マヤ・ズヴェズダ

音海佐弥

「もう……ノンナったら、どこに行っちゃったのよ!」
 しんしんと降り積もる雪のなかで、カチューシャはいじらしく地団駄を踏んだ。ぱふんぱふん、と小さな身体で踏んづけても、やわらかな雪面に小さな足跡が残されるだけで、この雪模様の天気のような彼女の心が晴れることはなかった。
「隊長のカチューシャを置いてけぼりにするなんて、全員シベリア送り五十ルーブルだわ!」
 日の当たらない教室で五十日間の補習ってことですね……と、いつもは隣で補足してくれるノンナが、いまはいない。応えてくれるのは真っ白な雪の上に積もりつもる静寂だけだ。それに気づいて、カチューシャはまた地団駄を踏む。
「ぐすっ……泣いてない、泣いてないんだから……!」


 どうしてこうなったのか。
 今日は戦車道の練習試合。
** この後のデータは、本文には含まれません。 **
PR #4452, opened 2026-02-16
feat: add metric-based alerts for container CPU/memory thresholds

dhaval-patel262:
## Summary

- Adds the ability to trigger webhook notifications when container resource thresholds are exceeded (e.g., CPU > 80%, memory > 90%)
- Extends the existing notification system by bridging the stats stream (already used for UI display) with the alert/dispatch pipeline
- Includes per-container cooldown to prevent notification flooding

## Motivation

Dozzle already streams real-time CPU, memory, and network metrics to the UI, but the notification system only supports log-pattern matching. This PR adds metric-based alerting so users can get notified (e.g., via Telegram webhook) when containers exceed resource thresholds.

## Changes

**Backend (Go):**
- `types/notification.go` — New `NotificationStat` struct, `Stat` field on `Notification`, `MetricExpression`/`Cooldown` on `SubscriptionConfig`
- `internal/notification/types.go` — `MetricExpression`, `Cooldown`, `MetricProgram` on `Subscription` + `MatchesMetric()`, cooldown methods
- `internal/notification/stats_listener.go` — **New file** - `ContainerStatsListener` subscribes to stats from all clients
- `internal/notification/manager.go` — `processStatEvents()` goroutine with per-container cooldown logic
- `internal/support/docker/multi_host_service.go` — Wires `ContainerStatsListener`, propagates new fields
- `internal/support/cli/agent_command.go` — Updated `NewManager` call
- `internal/web/notifications.go` — API types and handlers support `metricExpression` + `cooldown`

**Frontend (Vue/TypeScript):**
- `assets/types/notifications.ts` — Added `metricExpression`, `cooldown`, `metricError` fields
- `assets/composable/exprEditor.ts` — Added `createMetricHints()` with cpu/memory completions
- `assets/components/Notification/AlertForm.vue` — Log/Metric alert type toggle, metric expression editor, cooldown input
- `assets/components/Notification/AlertCard.vue` — Displays metric expression and cooldown for metric alerts

## How It Works

1. `ContainerStatsListener` subscribes to the existing `DockerStatsCollector` stats stream
2. `Manager.processStatEvents()` evaluates each stat against metric subscriptions
3. If `MetricExpression` matches (e.g., `cpu > 80`) and container matches `ContainerExpression`, and cooldown has elapsed → dispatches notification via existing `WebhookDispatcher`
4. Per-container cooldown tracking prevents flooding (default 5 minutes)

## Test plan

- [ ] Create a webhook destination pointing to Telegram bot API
- [ ] Create a metric alert with expression `cpu > 5` (low threshold for testing)
- [ ] Verify Telegram message arrives when a container exceeds threshold
- [ ] Verify cooldown prevents repeat notifications within the cooldown period
- [ ] Verify existing log-based alerts still work unchanged
- [ ] Run `go test ./...`

### DIFF
--- a/internal/notification/manager.go
+++ b/internal/notification/manager.go
@@ -430,7 +430,7 @@ func (m *Manager) processLogEvent(logEvent *container.LogEvent) {
 		notification := types.Notification{
 			ID:        fmt.Sprintf("%s-%d", c.ID, time.Now().UnixNano()),
 			Container: notificationContainer,
-			Log:       notificationLog,
+			Log:       &notificationLog,
 			Subscription: types.SubscriptionConfig{
 				ID:                  sub.ID,
 				Name:                sub.Name,
@@ -456,22 +456,21 @@ func (m *Manager) processStatEvents() {
 		select {
 		case <-m.ctx.Done():
 			return
-		case stat := <-m.statsListener.StatChannel():
-			m.processStatEvent(stat)
+		case event := <-m.statsListener.Channel():
+			m.processStatEvent(event)
 		}
 	}
 }
 
 // processStatEvent processes a single stat event and sends notifications for matching metric subscriptions
-func (m *Manager) processStatEvent(stat container.ContainerStat) {
+func (m *Manager) processStatEvent(event ContainerStatEvent) {
 	notificationStat := types.NotificationStat{
-		CPUPercent:    stat.CPUPercent,
-		MemoryPercent: stat.MemoryPercent,
-		MemoryUsage:   stat.MemoryUsage,
+		CPUPercent:    event.Stat.CPUPercent,
+		MemoryPercent: event.Stat.MemoryPercent,
+		MemoryUsage:   event.Stat.MemoryUsage,
 	}
 
-	// Lazily resolved once per stat event, shared across all subscriptions
-	var notificationContainer *types.NotificationContainer
+	notificationContainer := FromContainerModel(event.Container, event.Host)
 
 	m.subscriptions.Range(func(_ int, sub *Subscription) bool {
 		// Skip disabled or non-metric subscriptions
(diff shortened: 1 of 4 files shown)


amir20 (commented):
## PR #4452: Metric-based alerts for container CPU/memory thresholds

### Critical Issues

- **Race condition on `MetricCooldowns`**: `Subscription.MetricCooldowns` is initialized lazily in `SetMetricCooldown()` (`types.go`). If two goroutines call `SetMetricCooldown` concurrently on a new subscription, both could see `nil` and race on assignment. Initialize `MetricCooldowns` in `AddSubscription`/`loadSubscription`/`ReplaceSubscription` instead.

- **`FindContainerWithHost` called per stat per subscription** (`manager.go:~500`): `processStatEvent` does a linear scan of all clients for every matching subscription on every stat tick. Stats fire frequently — this will be expensive. Consider caching container→host mapping or looking up the container once outside the subscription loop.

- **Unbounded goroutine per notification** (`manager.go:~549`): `go m.sendNotification(d, notification, sub.DispatcherID)` inside `Range` — under high stat volume with many matching subscriptions, this spawns unbounded goroutines. The `sendSem` semaphore helps, but goroutine creation itself isn't bounded. Consider using a worker pool or at least a goroutine limiter.

- **Dummy event channel leak** (`stats_listener.go:31-32`): `dummyEvents` channel with buffer 100 is created per client but events are only drained while `ctx` is alive. If events arrive faster than draining, the producer could block. More importantly, the goroutine draining events captures `dummyEvents` by closure but the channel is never closed — goroutine lives until ctx cancellation, which is fine, but the pattern is fragile.

### Bugs

- **`canSave` allows empty `logExpression` for log alerts** (`AlertForm.vue:~179`): For log type, validation is `base && !logError.value` — but `logExpression` can be empty and `logError` will be `null`, so a log alert with no log expression passes validation. The original code had the same issue, but this is a good time to fix it.

- **Cooldown `int` type mismatch** (`manager.go:~253`): `UpdateSubscription` casts cooldown with `value.(int)`, but JSON unmarshaling typically produces `float64` for numbers. This type assertion will silently fail, ignoring cooldown updates via PATCH.

### Suggestions

- **Duplicated expression compilation**: The `expr.Compile(sub.MetricExpression, expr.Env(...))` block is repeated 4 times (`AddSubscription`, `ReplaceSubscription`, `UpdateSubscription`, `loadSubscription`). Extract a `compileMetricExpression` helper.

- **Hardcoded strings**: `AlertCard.vue` has untranslated strings ("Metric", "Cooldown") and `AlertForm.vue` has ("Alert Type", "Log Alert", "Metric Alert", "Metric Expression", etc.). These should use `$t()` i18n keys like the rest of the notification UI.

- **`dozzle` image skip is brittle** (`manager.go:~509`): `strings.Contains(c.Image, "dozzle")` will match any image with "dozzle" in the name. This should match the same pattern used elsewhere in the codebase for self-filtering.

- **No tests**: 477 additions with zero test coverage. At minimum, unit tests for `MatchesMetric()`, `IsMetricCooldownActive()`, and `processStatEvent` logic.

amir20:
@dhaval-patel262 I did a review Claude 🥳. I am mostly concerned about performance problems because if not fixed then it can take down people's host. 

> Dummy event channel leak (stats_listener.go:31-32): dummyEvents channel with buffer 100 is created per client but events are only drained while ctx is alive. If events arrive faster than draining, the producer could block. More importantly, the goroutine draining events captures dummyEvents by closure but the channel is never closed — goroutine lives until ctx cancellation, which is fine, but the pattern is fragile.

That seems weird to need that. 

I'll have to play around with this PR to make sure it works. It will take me a while.

amir20:
There is a lot going on with this PR that doesn't seem right.  I am cleaning it up at https://github.com/amir20/dozzle/pull/4454. So I'll close this one.

PR #1305, opened 2015-12-11
SimulationHelper `softRestarts`: split `init` and add `resetAll`

ax3l:
This is a port of the `--softRestarts` option added to libPMacc `SimulationHelper`. It can be used to loop whole simulation for presentations, etc. by splitting `init()`:

- `init()`: allocate memory
- `fillSimulation()`: fill allocated memory with data (from checkpoint or t=0)
- `resetAll()`: reset to state after `init()` so `fillSimulation()`
                can be called again (does *not* deallocate memory)

We used it first in our 3D Live visualization and this PR ports it to the mainline.

Unfurtunately, we have to update PIConGPU examples ~~and GoL~~ at the same time since the `SimulationHelper` interface change requires it. The individual changes are in separate commits in this PR.

### To Do
- ~~update~~ GoL example: ~~add `resetAll` and `fillSimulation`~~ does not use `SimulationHelper` and does therefore not support `--softRestarts`
- [x] add `--softRestarts <N>` to `doc/TBG_macros.cfg`
- [x] SingleParticle tests and `ThermalTest` ~~might [not compile](https://github.swim-results.de/?status=$1$PblFPFnQ$QVjQDqvRgn3.4ujB0qOaP0) atm~~ updated
- [x] runtime test again (PIConGPU)

### DIFF
--- a/examples/SingleParticleCurrent/include/OneParticleSimulation.hpp
+++ b/examples/SingleParticleCurrent/include/OneParticleSimulation.hpp
@@ -64,7 +64,7 @@ public:
     {
     }
 
-    virtual uint32_t init()
+    virtual void init()
     {
 
         MySimulation::init();
@@ -80,11 +80,15 @@ public:
 #endif
 
         }
+    }
+
+    virtual uint32_t fillSimulation()
+    {
+        MySimulation::fillSimulation();
 
         const SubGrid<simDim>& subGrid = Environment<simDim>::get().SubGrid();
 
         const DataSpace<simDim> halfSimSize(subGrid.getGlobalDomain().size / 2);
-
 
         GridLayout<simDim> layout(subGrid.getLocalDomain().size, MappingDesc::SuperCellSize::toRT());
         MappingDesc cellDescription = MappingDesc(layout.getDataSpace(), GUARD_SIZE, GUARD_SIZE);
@@ -112,7 +116,6 @@ public:
 
 
         return 0;
-
     }
 
     /**
--- a/src/libPMacc/include/simulationControl/SimulationHelper.hpp
+++ b/src/libPMacc/include/simulationControl/SimulationHelper.hpp
@@ -287,15 +287,16 @@ public:
                    (int) (tSimCalculation.getInterval() / 1000.) << " sec" << std::endl;
             }
 
-        } // softRestart loop
+        } // softRestarts loop
     }
 
     virtual void pluginRegisterHelp(po::options_description& desc)
     {
         desc.add_options()
             ("steps,s", po::value<uint32_t > (&runSteps), "Simulation steps")
-            ("softRestart", po::value<uint32_t > (&softRestarts)->default_value(0),
-             "Number of times to restart the simulation after simulation has finished (for presentations)")
+            ("softRestarts", po::value<uint32_t > (&softRestarts)->default_value(0),
+             "Number of times to restart the simulation after simulation has finished (for presentations). "
+             "Note: does not yet work with all plugins, see issue #1305")
             ("percent,p", po::value<uint16_t > (&progress)->default_value(5),
              "Print time statistics after p percent to stdout")
             ("restart", po::value<bool>(&restartRequested)->zero_tokens(), "Restart simulation")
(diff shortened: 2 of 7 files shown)


examples/SingleParticleCurrent/include/OneParticleSimulation.hpp
```diff
@@ -64,7 +64,7 @@ class OneParticleSimulation : public MySimulation
     {
     }
 
-    virtual uint32_t init()
+    virtual void init()
```
erikzenker: I`am not sure if you can change the return type to void here (See [SO](http://stackoverflow.com/questions/4665117/c-virtual-function-return-type) post.

What about `return MySimulation::init()` ?

src/libPMacc/include/simulationControl/SimulationHelper.hpp
```diff
@@ -95,12 +95,27 @@ class SimulationHelper : public IPlugin
     virtual void runOneStep(uint32_t currentStep) = 0;
 
     /**
-     * Initializes simulation state.
+     * Initialize simulation
+     *
+     * Does hardware selections/reservations, memory allocations and
+     * initializes data structures as empty.
+     */
+    virtual void init() = 0;
```
erikzenker: Ahh well you change the signature of init here too ...

src/libPMacc/include/simulationControl/SimulationHelper.hpp
```diff
@@ -198,80 +213,89 @@ class SimulationHelper : public IPlugin
      */
     void startSimulation()
     {
-        uint32_t currentStep = init();
-        Environment<>::get().SimulationDescription().setCurrentStep( currentStep );
+        init();
 
-        tInit.toggleEnd();
-        if (output)
+        for (uint32_t softRestartLoop = 0; softRestartLoop <= softRestarts; ++softRestartLoop)
```
erikzenker: Could you pls provide some more meaningful name for the loop index e.g. nthSoftRestart or softRestart_i

examples/SingleParticleCurrent/include/OneParticleSimulation.hpp
ax3l: written below: signature changed in the base class.

src/libPMacc/include/simulationControl/SimulationHelper.hpp
ax3l: sure, np

theZiz:
I did pull the commits for my isaac branch, but it does only work with moving window __disabled__. With moving window the E, B and J field are just empty and the Electron density field stays between 0 and -0,67.

psychocoderHPC:
The moving window reset is missing. Sry thats my fault that it is no clean pull inside the insitu repo.

Please add this to you pull request https://github.com/ComputationalRadiationPhysics/insituvolvis/pull/23/files#diff-27ab651b1e352e1783fb08c3aed891c9R325

ax3l:
@theZiz I rebased the branch against `dev` and added the support for moving window from our nsituvolvis repo.

ax3l:
@erikzenker when the with/without moving window RT tests of @theZiz are successful you can perform your review -> merge powers.

erikzenker:
:carousel_horse:

theZiz:
Läuft.

ax3l:
excellent, thx.

psychocoderHPC:
Please keep in mind that all plugins which accumulate data in an own buffer over time can not used with `--softRestart`.
Our plugins has no `reset()` or `initialFill()` method.

theZiz:
Maybe this should be mentioned in the parameter help of --softRestart? I doubt anyone looks in github pull request comments before using a feature ;)

ax3l:
-> affects only `Radiation` so far, documented in #1331

ax3l:
note: renamed in user interface to `--softRestarts` for consistency and clarity that this is not a true/false but a counter flag.

ax3l:
@erikzenker @psychocoderHPC is you want we can merge this now.
I will post a follow-up that will do some renamings:

 -  `init()` -> `allocate()`: allocate memory
 - `fill*` -> `initialize()`: fill allocated memory with data, e.g., add initial particles to a frame list
 - `reset*` -> `clear()`: reset to state after `allocate()` so `initialize()` or `restart()` can be called again (does not deallocate memory but might for example drop frames with particles)

erikzenker:
Thx to @ax3l and @theZiz to make this PR happen ...greetings from the space office :rocket:

erikzenker:
Review finished --> merge !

対戦相手は今年度の戦車道全国大会優勝校、西住流の西住みほ(愛称・ミホーシャ)が率いる大洗女子学園との試合だ。準決勝で敗れた因縁の相手との再戦、しかも当時とおなじ雪上戦での試合とあって、カチューシャ、ひいては彼女の率いるプラウダ高校にとってはまさに「雪辱戦」であった。「地吹雪のカチューシャ」「小さな暴君」たるこのカチューシャが、こんどこそこてんぱんに叩きのめして、すべてはこのカチューシャさまより下であることを思い知らせてやる、と意気込んでいた。「大洗の西住隊長とまた試合できるのがうれしいな、って思っているんですね」とノンナにからかわれたが、「ち、ちがうわよ!」とちゃんと否定しておいた。だってちがうもん。ミホーシャと対戦できるのはうれしいけれど、それはカチューシャの手で改めてひねりつぶせることがうれしいんだから。
 試合は順調に運んでいた。頼れる同志であるKV−2重戦車は早々に撃破されてしまったが、高火力を活かした部隊編成とカチューシャの巧妙な作戦指揮で、大洗を着々と追いつめていた。準決勝とおんなじようにキルゾーンにまで誘い込み、周囲を包囲して、建物のなかに追いつめた。全員土下座して降伏すれば許してやろうと思ったけれど、カチューシャの思慮はバイカル湖よりも深いから、三時間は待ってあげよう。ちょうどおなかも空いて眠いし。ノンナに三時間待つことを指示すると、くすっと笑いながら大好きなボルシチを作ってくれた。どうして笑ったのか気になるけれど、まあいいや、カチューシャの懐はシベリア平原より広いんだから。
「楽しそうですね」
 ボルシチを食べていると、ノンナがへんなことを訊いてくる。楽しそう?
「なにがよ」
「……なんでもありません。ほら、口のまわりが汚れていますよ」
「っ! わかってるわよ、大丈夫、自分でできるもん!」
 ボルシチをいっぱい食べて満腹になり、眠くなったので横になった。「三時間後に起こして。いい報せを待ってるわよ」とノンナに言いつけ、眠りに落ちた。
 目が覚めると、あたりには誰もいなかった。


 カチューシャは雪原を歩いた。
 雪はますますその強さを増してきているような気がする。薄暗い闇が支配する雪原の静寂は、まるでスターリングラードの戦いの前夜みたいだと思ったが、実際カチューシャはその戦いのなんたるかをあまりよくわかっていない。
「さむい……」
 ヘルメットを深くかぶる。降雪のせいで視界はあまりよろしくない。ふだんは雪上迷彩として活躍しているプラウダ戦車の白色塗装も、こんなときには恨めしく思う。もう、この雪のなかじゃあ、どこにいるかぜんぜんわかんないじゃないのよ!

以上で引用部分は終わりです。